GIVEN DATA:
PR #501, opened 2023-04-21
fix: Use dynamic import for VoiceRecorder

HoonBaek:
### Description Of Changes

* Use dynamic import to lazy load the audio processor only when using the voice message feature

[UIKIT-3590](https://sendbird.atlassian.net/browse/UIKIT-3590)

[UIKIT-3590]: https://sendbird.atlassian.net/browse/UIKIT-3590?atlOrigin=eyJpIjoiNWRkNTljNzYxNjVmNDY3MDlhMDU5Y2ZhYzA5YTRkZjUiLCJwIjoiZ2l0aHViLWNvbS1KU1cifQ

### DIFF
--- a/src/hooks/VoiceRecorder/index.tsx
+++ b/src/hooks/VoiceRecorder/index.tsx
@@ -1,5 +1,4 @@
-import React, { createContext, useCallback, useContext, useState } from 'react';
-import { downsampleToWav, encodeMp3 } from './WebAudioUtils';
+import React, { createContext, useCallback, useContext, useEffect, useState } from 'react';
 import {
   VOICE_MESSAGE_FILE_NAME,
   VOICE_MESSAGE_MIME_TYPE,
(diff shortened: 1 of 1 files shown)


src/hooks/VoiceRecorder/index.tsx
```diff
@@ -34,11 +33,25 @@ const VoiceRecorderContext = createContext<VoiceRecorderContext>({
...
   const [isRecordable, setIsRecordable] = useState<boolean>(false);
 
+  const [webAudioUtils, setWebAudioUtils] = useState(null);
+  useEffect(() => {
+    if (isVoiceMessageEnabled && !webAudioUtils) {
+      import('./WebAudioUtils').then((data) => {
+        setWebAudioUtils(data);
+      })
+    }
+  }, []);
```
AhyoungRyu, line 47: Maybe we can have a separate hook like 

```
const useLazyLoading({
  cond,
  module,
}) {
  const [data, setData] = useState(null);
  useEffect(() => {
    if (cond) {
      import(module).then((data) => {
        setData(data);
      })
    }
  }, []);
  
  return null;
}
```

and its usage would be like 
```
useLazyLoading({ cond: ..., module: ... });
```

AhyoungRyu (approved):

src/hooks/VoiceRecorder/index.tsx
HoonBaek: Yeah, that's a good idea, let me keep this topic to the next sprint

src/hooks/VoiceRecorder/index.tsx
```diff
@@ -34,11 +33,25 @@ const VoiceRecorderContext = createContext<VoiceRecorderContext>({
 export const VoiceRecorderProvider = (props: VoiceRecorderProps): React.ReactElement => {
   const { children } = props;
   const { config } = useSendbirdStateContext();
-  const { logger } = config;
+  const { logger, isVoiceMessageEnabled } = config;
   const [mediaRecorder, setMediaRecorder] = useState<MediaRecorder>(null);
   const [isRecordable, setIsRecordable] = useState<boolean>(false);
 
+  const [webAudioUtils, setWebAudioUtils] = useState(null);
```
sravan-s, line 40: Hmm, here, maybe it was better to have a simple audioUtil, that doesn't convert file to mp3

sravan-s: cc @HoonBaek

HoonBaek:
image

--

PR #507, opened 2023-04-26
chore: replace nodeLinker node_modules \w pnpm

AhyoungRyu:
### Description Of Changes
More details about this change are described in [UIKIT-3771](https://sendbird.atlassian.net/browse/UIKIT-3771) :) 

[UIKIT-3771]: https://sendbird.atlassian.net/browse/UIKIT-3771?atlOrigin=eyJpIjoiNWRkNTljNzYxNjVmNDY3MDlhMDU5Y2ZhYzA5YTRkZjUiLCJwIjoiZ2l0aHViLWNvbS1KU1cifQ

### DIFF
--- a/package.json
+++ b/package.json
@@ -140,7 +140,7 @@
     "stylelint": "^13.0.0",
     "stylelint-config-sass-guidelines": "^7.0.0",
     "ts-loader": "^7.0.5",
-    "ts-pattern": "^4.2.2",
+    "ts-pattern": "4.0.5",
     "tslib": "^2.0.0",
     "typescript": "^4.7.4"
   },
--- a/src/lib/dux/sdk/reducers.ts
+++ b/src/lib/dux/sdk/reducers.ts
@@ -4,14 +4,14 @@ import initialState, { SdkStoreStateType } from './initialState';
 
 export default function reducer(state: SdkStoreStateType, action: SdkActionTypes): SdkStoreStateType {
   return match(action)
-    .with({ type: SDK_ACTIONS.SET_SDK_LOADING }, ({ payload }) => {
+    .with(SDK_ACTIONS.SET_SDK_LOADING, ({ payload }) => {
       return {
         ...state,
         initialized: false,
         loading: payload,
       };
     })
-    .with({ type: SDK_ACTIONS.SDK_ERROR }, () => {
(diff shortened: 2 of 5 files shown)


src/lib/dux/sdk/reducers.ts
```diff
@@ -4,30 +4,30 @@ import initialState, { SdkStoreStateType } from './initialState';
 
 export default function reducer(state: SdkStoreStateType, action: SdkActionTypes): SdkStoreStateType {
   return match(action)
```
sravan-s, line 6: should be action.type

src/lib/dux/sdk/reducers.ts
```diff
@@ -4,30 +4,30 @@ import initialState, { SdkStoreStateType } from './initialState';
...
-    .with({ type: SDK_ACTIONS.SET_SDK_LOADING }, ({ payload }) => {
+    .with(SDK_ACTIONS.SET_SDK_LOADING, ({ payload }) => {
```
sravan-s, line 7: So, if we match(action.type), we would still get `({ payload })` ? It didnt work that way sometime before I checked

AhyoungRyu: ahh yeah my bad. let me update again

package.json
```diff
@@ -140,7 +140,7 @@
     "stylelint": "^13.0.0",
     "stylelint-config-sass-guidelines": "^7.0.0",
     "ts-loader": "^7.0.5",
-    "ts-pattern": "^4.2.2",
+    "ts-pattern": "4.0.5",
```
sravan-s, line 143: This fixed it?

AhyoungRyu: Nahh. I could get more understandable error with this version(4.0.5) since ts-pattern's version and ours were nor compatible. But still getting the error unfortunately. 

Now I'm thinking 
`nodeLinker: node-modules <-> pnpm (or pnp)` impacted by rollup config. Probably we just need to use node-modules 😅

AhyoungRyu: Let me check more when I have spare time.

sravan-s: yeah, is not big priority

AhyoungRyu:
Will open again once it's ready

TASK GOAL: Each line in the records that carries "import" must be copied out.

SOLVED EXERCISE:
fix: Use dynamic import for VoiceRecorder
* Use dynamic import to lazy load the audio processor only when using the voice message feature
-import React, { createContext, useCallback, useContext, useState } from 'react';
-import { downsampleToWav, encodeMp3 } from './WebAudioUtils';
+import React, { createContext, useCallback, useContext, useEffect, useState } from 'react';
 import {
+      import('./WebAudioUtils').then((data) => {
      import(module).then((data) => {
@@ -4,14 +4,14 @@ import initialState, { SdkStoreStateType } from './initialState';
@@ -4,30 +4,30 @@ import initialState, { SdkStoreStateType } from './initialState';
@@ -4,30 +4,30 @@ import initialState, { SdkStoreStateType } from './initialState';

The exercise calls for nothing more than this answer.